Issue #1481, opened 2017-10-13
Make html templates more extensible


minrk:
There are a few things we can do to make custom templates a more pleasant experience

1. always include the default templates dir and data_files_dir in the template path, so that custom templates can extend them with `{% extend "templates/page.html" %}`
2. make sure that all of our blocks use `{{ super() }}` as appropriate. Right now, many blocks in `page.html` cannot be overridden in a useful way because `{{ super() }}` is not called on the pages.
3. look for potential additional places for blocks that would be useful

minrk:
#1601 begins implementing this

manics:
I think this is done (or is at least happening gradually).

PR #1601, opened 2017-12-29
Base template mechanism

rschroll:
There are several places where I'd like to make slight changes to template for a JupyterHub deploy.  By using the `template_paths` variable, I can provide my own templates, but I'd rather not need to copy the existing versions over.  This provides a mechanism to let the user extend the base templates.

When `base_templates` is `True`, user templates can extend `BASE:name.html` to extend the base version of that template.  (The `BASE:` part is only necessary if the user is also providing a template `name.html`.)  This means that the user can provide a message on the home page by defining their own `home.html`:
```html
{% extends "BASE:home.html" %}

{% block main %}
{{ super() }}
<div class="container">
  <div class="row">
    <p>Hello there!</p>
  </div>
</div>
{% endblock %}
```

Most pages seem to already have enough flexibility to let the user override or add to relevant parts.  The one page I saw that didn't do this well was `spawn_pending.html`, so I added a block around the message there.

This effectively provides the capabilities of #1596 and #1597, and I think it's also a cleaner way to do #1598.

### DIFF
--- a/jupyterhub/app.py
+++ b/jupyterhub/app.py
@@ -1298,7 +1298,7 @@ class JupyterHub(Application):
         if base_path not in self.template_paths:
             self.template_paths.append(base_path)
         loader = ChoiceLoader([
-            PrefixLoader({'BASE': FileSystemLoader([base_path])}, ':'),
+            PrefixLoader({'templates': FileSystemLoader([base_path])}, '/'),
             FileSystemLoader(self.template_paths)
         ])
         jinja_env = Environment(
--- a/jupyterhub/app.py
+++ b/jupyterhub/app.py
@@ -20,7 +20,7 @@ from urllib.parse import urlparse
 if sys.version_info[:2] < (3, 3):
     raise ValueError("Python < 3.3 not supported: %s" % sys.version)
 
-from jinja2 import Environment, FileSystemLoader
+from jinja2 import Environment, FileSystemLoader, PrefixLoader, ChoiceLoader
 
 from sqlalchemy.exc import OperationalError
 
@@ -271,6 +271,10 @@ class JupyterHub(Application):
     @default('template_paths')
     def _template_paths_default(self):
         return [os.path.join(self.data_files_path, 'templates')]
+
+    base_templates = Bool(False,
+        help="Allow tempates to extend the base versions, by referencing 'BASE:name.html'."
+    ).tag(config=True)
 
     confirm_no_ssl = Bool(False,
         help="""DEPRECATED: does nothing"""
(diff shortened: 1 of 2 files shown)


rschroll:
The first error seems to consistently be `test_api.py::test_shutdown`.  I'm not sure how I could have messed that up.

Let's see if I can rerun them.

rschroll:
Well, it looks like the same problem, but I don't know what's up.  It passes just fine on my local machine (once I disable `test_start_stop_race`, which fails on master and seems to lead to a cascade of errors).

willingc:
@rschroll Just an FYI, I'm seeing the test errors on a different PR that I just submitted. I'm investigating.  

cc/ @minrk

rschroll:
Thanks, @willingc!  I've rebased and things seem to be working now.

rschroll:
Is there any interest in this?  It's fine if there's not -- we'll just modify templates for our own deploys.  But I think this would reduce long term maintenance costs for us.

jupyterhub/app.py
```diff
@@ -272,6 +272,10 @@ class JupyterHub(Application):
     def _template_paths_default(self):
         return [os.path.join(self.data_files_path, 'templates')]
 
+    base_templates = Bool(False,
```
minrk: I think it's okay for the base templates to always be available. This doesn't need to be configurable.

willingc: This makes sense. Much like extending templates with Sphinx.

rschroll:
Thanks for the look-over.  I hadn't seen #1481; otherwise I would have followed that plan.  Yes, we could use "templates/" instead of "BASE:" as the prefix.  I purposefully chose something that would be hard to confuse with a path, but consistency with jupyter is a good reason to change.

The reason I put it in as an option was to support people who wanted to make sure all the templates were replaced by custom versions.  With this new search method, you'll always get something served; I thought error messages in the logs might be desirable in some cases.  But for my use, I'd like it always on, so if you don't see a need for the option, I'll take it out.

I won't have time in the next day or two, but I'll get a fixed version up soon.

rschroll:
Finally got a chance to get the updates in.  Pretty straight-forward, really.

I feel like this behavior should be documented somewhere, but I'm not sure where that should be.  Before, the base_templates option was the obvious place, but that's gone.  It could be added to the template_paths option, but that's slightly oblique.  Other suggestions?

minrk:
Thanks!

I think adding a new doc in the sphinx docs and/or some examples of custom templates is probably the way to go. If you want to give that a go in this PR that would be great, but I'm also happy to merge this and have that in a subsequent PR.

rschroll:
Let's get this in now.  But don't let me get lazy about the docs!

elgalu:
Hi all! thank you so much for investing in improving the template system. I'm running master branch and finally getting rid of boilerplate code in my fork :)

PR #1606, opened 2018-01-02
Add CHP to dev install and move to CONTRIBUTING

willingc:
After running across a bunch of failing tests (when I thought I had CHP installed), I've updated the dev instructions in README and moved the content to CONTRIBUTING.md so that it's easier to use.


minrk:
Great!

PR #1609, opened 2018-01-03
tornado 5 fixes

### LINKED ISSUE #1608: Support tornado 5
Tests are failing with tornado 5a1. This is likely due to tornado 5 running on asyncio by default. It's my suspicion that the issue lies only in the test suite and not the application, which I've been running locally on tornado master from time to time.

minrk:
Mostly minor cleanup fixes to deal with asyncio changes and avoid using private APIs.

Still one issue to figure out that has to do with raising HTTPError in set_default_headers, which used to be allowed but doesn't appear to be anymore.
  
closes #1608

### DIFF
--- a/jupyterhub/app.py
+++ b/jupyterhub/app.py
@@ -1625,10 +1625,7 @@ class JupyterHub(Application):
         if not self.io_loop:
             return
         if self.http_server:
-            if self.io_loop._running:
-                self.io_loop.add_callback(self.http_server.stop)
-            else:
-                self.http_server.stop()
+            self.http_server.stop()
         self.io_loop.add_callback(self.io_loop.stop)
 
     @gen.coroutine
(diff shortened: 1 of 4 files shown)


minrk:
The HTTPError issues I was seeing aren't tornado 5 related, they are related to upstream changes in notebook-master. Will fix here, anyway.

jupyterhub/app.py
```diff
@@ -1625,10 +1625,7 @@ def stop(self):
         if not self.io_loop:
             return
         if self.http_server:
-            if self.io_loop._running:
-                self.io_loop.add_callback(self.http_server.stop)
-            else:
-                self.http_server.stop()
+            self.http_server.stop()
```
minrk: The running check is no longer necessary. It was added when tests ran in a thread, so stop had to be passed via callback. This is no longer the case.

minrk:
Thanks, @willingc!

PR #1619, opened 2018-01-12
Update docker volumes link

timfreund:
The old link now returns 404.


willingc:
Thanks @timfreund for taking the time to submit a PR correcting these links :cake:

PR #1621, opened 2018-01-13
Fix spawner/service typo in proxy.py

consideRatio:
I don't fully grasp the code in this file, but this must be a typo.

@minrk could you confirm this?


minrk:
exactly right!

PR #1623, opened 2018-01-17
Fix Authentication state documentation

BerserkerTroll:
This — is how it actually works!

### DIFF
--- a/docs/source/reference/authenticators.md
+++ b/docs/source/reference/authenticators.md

• **The problem**:
Beginning with the first line of the listing above, please write out every line exactly until you reach the line that contains "3. look for", and include that one too.

• **Answer to this task**:
Issue #1481, opened 2017-10-13
Make html templates more extensible


minrk:
There are a few things we can do to make custom templates a more pleasant experience

1. always include the default templates dir and data_files_dir in the template path, so that custom templates can extend them with `{% extend "templates/page.html" %}`
2. make sure that all of our blocks use `{{ super() }}` as appropriate. Right now, many blocks in `page.html` cannot be overridden in a useful way because `{{ super() }}` is not called on the pages.
3. look for potential additional places for blocks that would be useful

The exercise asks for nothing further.